FOX NASCAR Quotes: Darrell Waltrip on the Loss of Buddy Baker

On the loss of Baker:

“We have lost another NASCAR legend.  Another driver from my era has gone to be with the Lord.  I miss every one of them — (Dale) Earnhardt, Benny Parsons, all of the number of guys we’ve lost in in recent years.  It’s just heartbreaking.”

On his last conversation with Baker:

“I talked to Buddy just two or three weeks ago when Doug Richert went to visit him.  Doug called and put him on the phone with me.  He asked if I’d pray with him, so I prayed with him for a few minutes.  We talked about racing and his faith in God.  He assured me he was looking forward to heaven and to seeing his dad.  He told me how much he loved his dad and how much he was looking forward to being reunited with him. It was a heart-touching conversation. As many people have heard him say, Baker told me, ‘When you think of me, I want you to laugh — not cry.’ I can think of a million times Baker made me laugh, so it’s not hard to laugh when I remember him.  But I will really, really miss him.”

On one of his favorite memories of Baker:

“One that really sticks out is that NASCAR Goes Country album we did back in the day.  I always called Baker ‘Butterbean’ afterward because he did that song ‘Just a Bowl of Butterbeans.’  It was hilarious watching him do it because he’d get so uptight about some things. He was a nervous wreck about that song because he wanted the song to be just right and wanted to nail it.  He was the same way racing.  I asked him once, ‘Baker, why do you get so nervous and so torn up before a race?’ He said, ‘If you’d had as many things happen to you at the end of a race to keep you from winning as I have,  you’d get nervous, too.’ He literally would drive cars into the ground.  The cars couldn’t take it back then. Baker probably could have won a ton of races if he’d just paced himself more, but he didn’t know how. He was a big man, and those cars were big and heavy, so he could manhandle and abuse a car more than most of us could because of his size.  He literally drove them into the ground many times and cost himself a lot of wins.”

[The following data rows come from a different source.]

PR #3352, opened 2022-10-26
Rianfowler/sc 59398/remove withRouter from EditRedactor

rianfowler:
- removes `withRouter` from EditRedactor 
- needed to upgrade react-router 

none- refactor 

none


web/src/components/redactors/EditRedactor.tsx
```diff
@@ -0,0 +1,433 @@
...
+  editingRedactor: boolean;
+  isLoadingRedactor: boolean;
+  redactorEnabled: boolean;
+  redactorErrMsg: string;
+  redactorName: string;
+  redactorYaml: string;
+};
+
+// TODO: upgrade AceEditor so we can use the type definitions
+let aceEditor: AceEditor | null;
```
rianfowler, line 34: this thing is 4 major versions behind. This was originally stored in the instance but storing here for now. I think this should be fine unless we have multiple editors visible at once. Not even sure why this is needed and maybe we can get rid of it after upgrading `AceEditor`

web/src/components/redactors/EditRedactor.tsx
```diff
@@ -0,0 +1,433 @@
+import React, { useEffect, useReducer } from "react";
+import { Link, useHistory, useRouteMatch } from "react-router-dom";
+import { KotsPageTitle } from "@components/Head";
+import AceEditor, { Marker } from "react-ace";
```
rianfowler, line 4: just took a guess that this `Marker` type would be available

web/src/components/redactors/EditRedactor.tsx
```diff
@@ -0,0 +1,433 @@
...
+      redactorEnabled: false,
+      redactorErrMsg: "",
+      redactorName: "",
+      redactorYaml: "",
+    }
+  );
+
+  const history = useHistory();
+  const match = useRouteMatch<KotsParams>();
+  const slug = useSelectedApp()?.selectedApp?.slug || "";
```
rianfowler, line 59: I've been thinking about how to standardize our hooks interfaces. i def like the idea of returning `react-query`'s api but `selectedApp` is fully custom hook and it might be better to follow the react-router approach and just return `selectedApp` and not `{ selectedApp }` 

Also thinking that on the `react-query` returns we could add something like `dataFlattened` and just add the stuff that components use from the responses in a flattened data structure instead of spreading the api structure all over the app.

web/src/components/redactors/EditRedactor.tsx
```diff
@@ -0,0 +1,433 @@
...
+    removals:
+      values:
+      - "removethis"`;
+      setState({
+        redactorEnabled: true,
+        redactorYaml: defaultYaml,
+        redactorName: "New redactor",
+      });
+    }
+  }, []);
```
rianfowler, line 271: replaces `componentDidMount`

```
  componentDidMount() {
    if (this.props.match.params.redactorSlug) {
      this.getRedactor(this.props.match.params.redactorSlug);
    } else {
      const defaultYaml = `kind: Redactor
apiVersion: troubleshoot.sh/v1beta2
metadata:
  name:
spec:
  redactors:
  - name: myredactor
    fileSelector:
      files:
      - "abc"
    removals:
      values:
      - "removethis"`;
      this.setState({
        redactorEnabled: true,
        redactorYaml: defaultYaml,
        redactorName: "New redactor",
      });
    }
  }
```

web/src/components/redactors/EditRedactor.tsx
```diff
@@ -0,0 +1,433 @@
...
+            theme="chrome"
+            className="flex1 flex"
+            value={state.redactorYaml}
+            height="100%"
+            width="100%"
+            markers={state.activeMarkers}
+            editorProps={{
+              $blockScrolling: Infinity,
+              // @ts-ignore
+              useSoftTabs: true,
```
rianfowler, line 384: ignoring until we upgrade this

web/src/components/redactors/EditRedactor.tsx
miaawong: curious how that would look like! I down to give it a try

miaawong (approved):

On how he will remember Baker:

“I had the pleasure of racing with him.  We had some good times on the race track. I had the pleasure of working with him in the TV booth when I was a guest on TNN sometimes. Then he was  car owner when I was on the verge of owning my team, and he talked to me about how tough that was.  That’s when Cale (Yarborough), Bobby (Allison), Buddy and a bunch of us drivers thought we could be car owners.  We found out we were great drivers but not such good car owners. Baker found that out the hard way, and it cost him a lot of money.  I found that out the hard way, and it also cost me a lot of money.

“I knew him in every aspect of the sport — as a driver, owner and TV analyst.  Baker was always fun to be around and one of the best storytellers in the world.  Every race was an adventure. When you took off for a 500-mile race back in those days, you knew you’d be lucky to go 500 miles and not have something happen.  That produced countless stories.  Baker telling the story about racing in Tennessee and falling out of the back of the ambulance was hilarious.  I could go on all day sharing stories he told me over the years, and they were all true.  The people we drove for and raced against back in the day were such characters, and great characters oftentimes are great storytellers.  He had the knack for keeping an audience spellbound, and that’s what made him so good on TV and radio.”